• [What to do]: Go over the records and count each line that has the string "walletSwitched". Give the number and nothing else.

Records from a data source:
PR #511, opened 2023-02-07
Redux migration: pending transactions & saving new addresses

nop33:
Some things might be broken, the addresses migration from context to Redux is still not finished, but I am very close to it.


src/components/AddressBadge.tsx
```diff
@@ -51,17 +52,17 @@ const AddressBadge = ({
 
   if (!address) return null
 
-  return showHashWhenNoLabel && !address.settings.label ? (
+  return showHashWhenNoLabel && !address.label ? (
     <Hash className={className}>
-      {!isPassphraseUsed && address.settings.isMain && !hideStar && <Star>★</Star>}
+      {!isPassphraseUsed && address.isDefault && !hideStar && <Star>★</Star>}
```
mvaivre, line 57: 👍

mvaivre:
Functional testing (quickly, as you mentioned that things are probably broken):
- Pending transactions aren't visible.
- After a transaction was settled, clicking "refresh" doesn't show it.

mvaivre (commented):
Waiting for you to complete the changes before going deep into the review.
But first review : I haven't seen anything crazy! Great job!

nop33:
> Waiting for you to complete the changes before going deep into the review.

That will create a massive PR! I was hopping we can focus on code-review and leave the functional-review once the migration has been completed.

Alternatively, I can create a massive PR that ensures proper functionality of the whole app.

src/storage-utils/addresses.ts
```diff
@@ -0,0 +1,40 @@
...
+        isDefault: address.isDefault,
+        label: address.label,
+        color: address.color
+      }
+    })
+  )
+
+  store.dispatch(newAddressesGenerated(addresses))
+  store.dispatch(syncAddressesData(addresses.map((address) => address.hash)))
+}
```
nop33, line 40: @mvaivre I am curious to hear your thoughts on this new folder called `storage-utils`. My goal with this is to have a place where utility functions that affect both the local storage as well as the Redux store live. It didn't feel good to put them inside `@/persistant-storage`, nor in `@/store` because I didn't want to create deps between them. So I created `@/storage-utils`. I am not 100% convinced with the name. Other names I thought was `@/storage` but that's confusing, next to `@/store` and `@/persistant-storage`.

A second idea would be to restructure the `@/store` directory and instead of just adding `xyzSlice.ts` files, to have a folder structure like so:

image

src/storage-utils/addresses.ts
```diff
@@ -0,0 +1,40 @@
...
+      index: address.index,
+      settings: {
+        isDefault: address.isDefault,
+        label: address.label,
+        color: address.color
+      }
+    })
+  )
+
+  store.dispatch(newAddressesGenerated(addresses))
```
nop33, line 38: I should probably rename this to `newAddressesSaved` since that's what happens.

src/storage-utils/addresses.ts
mvaivre: Thanks for the heads-up. I saw this one yesterday and was not sure about how I felt about it. Today it's a bit clearer :)

- I agree with you on the first point. Those functions should be decoupled from both `store` and `persistent-storage`. They should be one level above in the tree IMO.
- The second idea looks good on paper, but only if those utils functions were used exclusively in the sibling slice found next to them in the tree. It's a bit weird IMO to bury utils functions like `saveNewWallet` in the hierarchy, when they are used globally. 

My proposition would be something like :

```
storage
├── app-state
│   ├── store.ts
│   ├── actions.ts
│   └── slices
│       ├── addressesSlice.ts
│       ├── networkSlice.ts
│       └── ...
├── persistant-store
│   ├── addressesPersitance.ts
│   ├── contactsPersistance.ts
│   └── ...
└── storage-utils
    ├── addressesStorageUtils.ts
    ├── walletStorageUtils.ts
    └── ...
```

Note that I used longer but more explicit file names to help with IDE search :)

mvaivre:
> Alternatively, I can create a massive PR that ensures proper functionality of the whole app.

Honestly, I think I'd rather go for this one 🙃
Ideally, my review should focus more on those new additions or changes you made, but they are sometimes hard to spot because they're mixed up with a lot of already reviewed code & logic ported from the mobile app. 

One thing I would love to help me with the review would be if you could point me to the points you're the most unsure about, so that I can spend my full attention span on those ones (like you did [here](https://github.com/alephium/desktop-wallet/pull/511#discussion_r1099873989) fo instance). Just some 👆 will do! 

I'll of course review the whole thing but I'll focus a bit more on the parts you highlight.

Also, having the full functional PR will also give us more time & room for proper manual testing IMO!

🚀

src/storage-utils/addresses.ts
nop33: I think your proposal is awesome.

nop33:
I agree with your points! I'll point you to the things to pay attention to. But for now my 🧠 doesn't work anymore, I'll do that tmr 😇

src/storage-utils/addresses.ts
nop33: I'll go for this!

image

src/utils/addresses.ts
```diff
@@ -20,15 +20,6 @@ import { Transaction } from '@alephium/sdk/api/explorer'
...
 import { AddressTransaction, PendingTransaction } from '@/types/transactions'
-import { getRandomLabelColor } from '@/utils/colors'
-
-export const sortAddressList = (addresses: AddressRedux[]): AddressRedux[] =>
-  addresses.sort((a, b) => {
-    // Always keep default address to the top of the list
-    if (a.isDefault) return -1
-    if (b.isDefault) return 1
-    return (b.lastUsed ?? 0) - (a.lastUsed ?? 0)
-  })
```
nop33, line 31: One more 🆒 thing about using Redux, is that our state is always sorted properly, so we can ensure that when we fetch addresses to display to the frontend, they are already sorted out! No need for this utility function anymore 💪

src/utils/transactions.ts
```diff
@@ -24,52 +24,18 @@ import {
...
 import { NetworkName } from '@/types/network'
-import { PendingTx, TransactionStatus } from '@/types/transactions'
-
-export type TransactionVariant = Transaction | PendingTx
-type IsTransactionVariant<T extends TransactionVariant> = T extends Transaction
-  ? Transaction
-  : T extends PendingTx
-  ? PendingTx
-  : never
-export type BelongingToAddress<T extends TransactionVariant> = { data: IsTransactionVariant<T>; address: Address }
```
nop33, line 38: I feel so clean we don't need this 💩 anymore!

src/utils/transactions.ts
```diff
@@ -24,52 +24,18 @@ import {
...
-export function sortTransactions(a: HasTimestamp, b: HasTimestamp): number {
-  const delta = b.timestamp - a.timestamp
-
-  // Sent and received in the same block, but will not be in the right order when displaying
-  if (delta === 0) {
-    return -1
-  }
-
-  return delta
-}
```
nop33, line 70: Yep, Redux keep'em sorted, this is not needed! 💪

nop33:
@mvaivre I went through the diff again and wrote comments on the places I want to draw your attention to. I'll do the same with the next PR, and then open a new PR with the fixes and ask you to help me with the functional testing!

src/utils/addresses.ts
mvaivre: So nice.

src/utils/addresses.ts
```diff
@@ -46,7 +37,7 @@ export const selectAddressTransactions = (
...
 }
 
-export const initialAddressSettings = {
-  isDefault: true,
-  color: getRandomLabelColor()
-}
+export const getAvailableBalance = (address: AddressRedux): bigint =>
+  BigInt(address.balance) - BigInt(address.lockedBalance)
+
+export const getName = (address: AddressRedux): string => address.label ?? `${address.hash.substring(0, 10)}...`
```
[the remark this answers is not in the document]
mvaivre: You know me well, that would have been a NIT 🙃 But I'm perfectly okay to keep them short 🤝 
And I would have done the same (ie. not storing this in our store).

src/utils/transactions.ts
mvaivre: Oh yes.

mvaivre (approved):
Looks all good to me! On to the next one 🚀

PR #515, opened 2023-02-08
Redux migration: Goodbye addresses context

nop33:
@mvaivre I did not take the time to properly test everything yet. I only tested that a transaction can be sent from one address to another. But hey, we're almost there! Feel free to have a look if you want. I'll continue tomorrow


src/App.tsx
```diff
@@ -111,6 +115,20 @@ const App = () => {
...
+      } else {
+        clearInterval(interval)
+      }
+    }, 2000)
+
+    return () => {
+      clearInterval(interval)
+    }
+  }, [pendingTxHashes, dispatch])
+
```
nop33, line 131: FYI, I've already updated this in the next branch to use `useInterval`

src/api/addresses.ts
```diff
@@ -42,20 +44,22 @@ export const fetchAddressesData = async (addressHashes: AddressHash[]) => {
       hash: addressHash,
       details,
       transactions,
+      // Type casting needed due to https://github.com/alephium/explorer-backend/issues/427
+      unconfirmedTransactions: unconfirmedTransactions as UnconfirmedTransaction[],
```
nop33, line 48: Soon we won't need this additional type casting.

src/components/IOList.tsx
```diff
@@ -53,14 +50,15 @@ const IOList = ({
...
-  const { getAddress } = useAddressesContext()
   const handleShowAddress = useAddressLinkHandler()
+
   const io = (isOut ? outputs : inputs) as Array<Output | Input> | undefined
 
   if (io && io.length > 0) {
     const isAllCurrentAddress = io.every((o) => o.address === currentAddress)
     const notCurrentAddresses = _(io.filter((o) => o.address !== currentAddress))
       .map((v) => v.address)
+      .filter((v): v is string => v !== undefined)
```
nop33, line 61: some typescript magic to remove `undefined` values so that we don't need to complexify the `map` below.

src/components/WalletSwitcher.tsx
```diff
@@ -71,15 +71,16 @@ const WalletSwitcher = () => {
     if (!switchToWalletName) return
 
     setIsPasswordModalOpen(false)
-    unlockWallet(
-      switchToWalletName,
+    unlockWallet({
+      event: 'switch',
```
nop33, line 75: It makes our state easier to reason about if we know exactly what triggered the wallet unlock (whether it was the user switching wallets after already having one unlocked, or if it was a normal login when no other wallet was unlocked. That's why I introduced the event type (see other comment).

src/contexts/global.tsx
```diff
@@ -16,40 +16,33 @@ You should have received a copy of the GNU Lesser General Public License
...
 import { migrateUserData } from '@/utils/migration'
 
-const deriveAddressesFromIndexesWorker = new Worker(
-  new URL('../workers/deriveAddressesFromIndexes.ts', import.meta.url),
-  { type: 'module' }
-)
-
-export type Client = Exclude<AsyncReturnType<typeof createClient>, undefined>
+interface WalletUnlockProps {
+  event: 'login' | 'switch'
```
nop33, line 37: Here's where I introduce the event type

src/contexts/global.tsx
```diff
@@ -82,75 +74,37 @@ export const GlobalContextProvider: FC<{ overrideContextValue?: PartialDeep<Glob
...
-        deriveAddressesFromIndexesWorker.postMessage({
-          mnemonic: wallet.mnemonic,
-          indexesToDerive: addressesMetadata.map((metadata) => metadata.index)
-        })
+      const payload = {
+        name: walletName,
+        mnemonic: wallet.mnemonic,
+        isPassphraseUsed
       }
+      dispatch(event === 'login' ? walletUnlocked(payload) : walletSwitched(payload))
```
nop33, line 103: And here is where I decide which action to trigger.

src/hooks/useAddressGeneration.tsx
```diff
@@ -0,0 +1,194 @@
...
+
+  return {
+    generateAddress,
+    generateAndSaveOneAddressPerGroup,
+    restoreAddressesFromMetadata,
+    discoverAndSaveUsedAddresses
+  }
+}
+
+export default useAddressGeneration
```
nop33, line 194: I am curious about your opinion on this whole file. My idea was to group together all "address generation" functions. The main reason is that all these functions are "expensive" cryptographic operations and utilize web workers to make the experience smoother. I went for a hook for the following reasons:
- Keeps the number of arguments to the functions to the minimum necessary
- Can make use of `useCallback` because some of them are used as deps in `useEffects`

Note that some functions still need optional wallet params (mnemonic, walletName) because they can be used in places where the store hasn't yet been informed about the new wallet (wallet creation/import page).

src/modals/NewAddressModal.tsx
```diff
@@ -50,47 +44,35 @@ interface NewAddressModalProps {
...
 
   useEffect(() => {
-    singleAddress && generateNewAddress()
-  }, [generateNewAddress, singleAddress])
+    if (singleAddress) {
+      const address = generateAddress()
+      setNewAddressData(address)
+      setNewAddressGroup(addressToGroup(address.hash, TOTAL_NUMBER_OF_GROUPS))
+    }
+  }, [generateAddress, singleAddress])
```
nop33, line 62: This is where the address generation function is used as a `useEffect` dep.

src/modals/SendModals/SendModalDeployContract.tsx
```diff
@@ -195,16 +196,18 @@ const DeployContractBuildTxModalContent = ({ data, onSubmit, onCancel }: DeployC
...
+  const data = await signAndSendTransaction(
     txData.fromAddress,
     context.unsignedTxId,
-    context.unsignedTransaction.unsignedTx,
-    context.currentNetwork
+    context.unsignedTransaction.unsignedTx
   )
 
+  // TODO: Should we display a pending transaction when deploying a contract? What would the "toAddress" be in that case?
+  // Since there's no toAddress, we need to rethink our UI.
```
nop33, line 209: In the next branch I am implenenting this by just showing a badge with the text `Smart contract` for the "to" address.

src/modals/SendModals/SendModalScript.tsx
```diff
@@ -168,15 +169,13 @@ const buildTransaction = async (client: Client, txData: ScriptTxData, ctx: TxCon
...
-  const data = await client.signAndSendContractOrScript(
-    txData.fromAddress,
-    ctx.unsignedTxId,
-    ctx.unsignedTransaction.unsignedTx,
-    ctx.currentNetwork
-  )
+  const data = await signAndSendTransaction(txData.fromAddress, ctx.unsignedTxId, ctx.unsignedTransaction.unsignedTx)
+
+  // TODO: Should we display a pending transaction when calling a script? What would the "toAddress" be in that case?
+  // Since there's no toAddress, we need to rethink our UI.
```
nop33, line 178: Same here

src/modals/SendModals/SendModalTransfer.tsx
```diff
@@ -254,7 +263,17 @@ const handleSend = async (client: Client, transactionData: TransferTxData, conte
...
+      store.dispatch(
+        transactionSent({
+          hash: data.txId,
+          fromAddress: fromAddress.hash,
+          toAddress,
+          timestamp: new Date().getTime(),
+          type: 'transfer',
+          lockTime: lockTime?.getTime(),
+          status: 'pending'
+        })
```
nop33, line 275: You might notice the amount is missing, I've added it back in the next branch and fixed some issues with types.

src/pages/UnlockedWallet/AddressDetailsPage.tsx
```diff
@@ -146,23 +146,20 @@ const AddressDetailsPage = () => {
       </DataList>
       <PageH2>{t`Transaction history`}</PageH2>
       <Table minWidth="500px">
-        {pendingTxs
-          .slice(0)
-          .reverse()
-          .map((transaction) => (
```
nop33, line 152: Thanks to redux, we don't have to do this train anymore 🛤️ 🚫

src/pages/UnlockedWallet/AddressesPage/AddressCard.tsx
```diff
@@ -44,23 +46,23 @@ const AddressCard = ({ hash, className }: AddressCardProps) => {
...
   // TODO: Fetch tokens from explorer API and store in Redux
-  const tokens: string[] = address.details.balance !== '0' ? ['ALPH'] : []
+  const tokens: string[] = address.balance !== '0' ? ['ALPH'] : []
 
   const navigateToAddressDetailsPage = (hash: AddressHash) => () => navigate(`/wallet/addresses/${hash}`)
 
   const setAsDefaultAddress = (event: MouseEvent<HTMLDivElement>) => {
-    mainAddress && updateAddressSettings(mainAddress, { ...mainAddress?.settings, isMain: false })
-    updateAddressSettings(address, { ...address.settings, isMain: true })
+    changeDefaultAddress(address, { walletName, mnemonic })
```
nop33, line 65: Once we figure out this "data key", our code of updating encrypted settings will become simpler.

src/pages/UnlockedWallet/AddressesPage/AddressesTabContent.tsx
```diff
@@ -77,7 +77,6 @@ const AddressesTabContent = () => {
         </HideEmptyAddressesToggle>
       }
     >
-      {/* TODO: Use sortAddressList(visibleAddresses) when dependency from contexts/addresses is removed */}
```
nop33, line 80: Nope, not needed!

src/store/confirmedTransactionsSlice.ts
```diff
@@ -50,6 +52,8 @@ const confirmedTransactionsSlice = createSlice({
       .addCase(syncAddressesData.fulfilled, addTransactions)
       .addCase(syncAddressTransactionsNextPage.fulfilled, addTransactions)
       .addCase(syncAllAddressesTransactionsNextPage.fulfilled, addTransactions)
+      .addCase(walletLocked, () => initialState)
+      .addCase(walletSwitched, () => initialState)
```
nop33, line 56: This is the reason why I wanted to differentiate between `walletUnlocked` and `walletSwitched`. If I didn't, then we'd need to have here:
```ts
      .addCase(walletLocked, () => initialState)
      .addCase(walletUnlocked, () => initialState)
```

which is quite weird 🤔 why the hell do I need to clean the state when locking AND when unlocking?! The reason is that unlocking can happen when we are already unlocked and we switch a wallet. Thus, I made a new action for clarity.

nop33:
@mvaivre I went through the diff and left comments to attract your attention to the important bits!

src/components/WalletSwitcher.tsx
mvaivre: Yes, it makes total sense.

src/pages/UnlockedWallet/AddressesPage/AddressCard.tsx
mvaivre: 💯

src/App.tsx
mvaivre: Perfect.

src/hooks/useAddressGeneration.tsx
mvaivre: The more I think about this, the more I believe that some cleaning of what we call "utils" could help us a lot.
It's even more true now that we have those `storage-utils`. What makes some functions go into the latter folder vs. the generic utils folder?
Why is `loadContacts` in the generic `utils/contacts.ts` file and not in the `storage-utils`, when it's pretty much focused on loading things from our storage?

Should we maybe abstract things a little bit more? Ie. organise things by [feature / topic rather than technicalities & file types](https://reactjs.org/docs/faq-structure.html) (hooks vs. storage vs...)? 

I'm throwing rough thoughts on the table to start a discussion, I don't have a perfect solution in mind just yet. But I really feel like we could squash and merge some files and make our project structure slimmer and less confusing :)

mvaivre: A rough first tree...

```
features
├── wallet
│   ├── walletCreation.ts
│   ├── walletSwitch.ts
│   └── ...
├── addresses
│   ├── addressGeneration.ts
│   ├── addressSettingsUpdate.ts
│   └── ...
├── transactions
│   ├── transactionSend.ts
│   ├── transactionDisplay.ts // format outputs, get amounts etc.
│   └── ...
├── theme
│   ├── themeSwitch.ts
│   └── ...
└── amounts
    ├── amountsFormating.ts
    └── ...
...
```

src/contexts/global.tsx
```diff
@@ -16,40 +16,33 @@ You should have received a copy of the GNU Lesser General Public License
 along with the library. If not, see <http://www.gnu.org/licenses/>.
 */
```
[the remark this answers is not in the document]
nop33: Yes, it's not blocking me from continuing with the main tasks of the v2.0, like introducing tokens, layout changes, etc. I'd leave this for another day :)

src/hooks/useAddressGeneration.tsx
nop33: > Is it really necessary to separate our hooks from the other utils functions? We know from their names (use prefix) what they are.

I don't see any benefits in having all hooks grouped together. So no, not necessary.

> The more I think about this, the more I believe that some cleaning of what we call "utils" could help us a lot.
It's even more true now that we have those storage-utils. What makes some functions go into the latter folder vs. the generic utils folder?

I agree on reconsidering what we call "utils". As for the question, the functions that focus on app/persistent storage go to storage-utils. I think that's an easy distinction.

> Why is loadContacts in the generic utils/contacts.ts file and not in the storage-utils, when it's pretty much focused on loading things from our storage?

Because storage-utils was introduced after loadContracts was first introduced and I did not remember that I had created it in the past :)

> But I really feel like we could squash and merge some files and make our project structure slimmer and less confusing :)

Yes!

> A rough first tree...

Would that mean we will also put our components, api, and other files inside the features folder? Or is this only about utils? :/

nop33: I have the feeling that if we go for a features folder structure then everything needs to go into it. Wouldn't it be weird to have function related to wallet creation inside `@/features/wallet/walletGeneration.ts` but the JSX of the screen to be at `@/pages/NewWallet/CreateWalletPage.tsx`?

I wanna put more thought into this, but I also want to keep implementing features of the v2.0 release so that we're not late!

nop33: One thing that is quite clear to me is that I would like things that are general and are used in many places to be grouped by type (think basic components like buttons, I think they should stay at `@/components/buttons`) but I would definitely like a closer coupling of things that are not general and are very related to each other (for example, I don't like that we have `@/hooks/useGasSettings.ts`, `@/modals/SendModals/SendModalTransfer.tsx`, and `@/modals/SendModals/GasSettingsExpandableSection.tsx`)

In your proposal above I see that you grouped features together, but keep in mind that many might be related to more than 1 category, leading to confusion when looking for something.

I think it'd be easier if we had a call about this, every time I am writing a proposal I have to scratch it because I immediately think of drawbacks.

mvaivre: To clarify : my proposal would mean that we (try to) split presentational functions (pages, components, modals) on one side and logic / utils functions on another side. `pages`, `components` and `modals` could be placed into a `ui` parent folder. Those presentational components are making use of the logic placed in the `features` folder. But then, our tree goes deeper, and I don't know if that's something we want. 

Anyway, I wanted to raise the topic now, because I wanted to know if that was something that bothered you in the past. But we can definitely postpone the (potential) changes to later, and schedule a call when we wanna talk more about this.

mvaivre (approved):
Alright, let's move ahead! Great work!

We'll come back to the discussion about the tree structure later.

src/hooks/useAddressGeneration.tsx
nop33: I really like the idea of `features` a lot! I am just not sure whether the presentational stuff should be separate from them. I'll keep working on v2.0 and if I have any good inspiration and ideas I will let you know!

• [Written response]: 3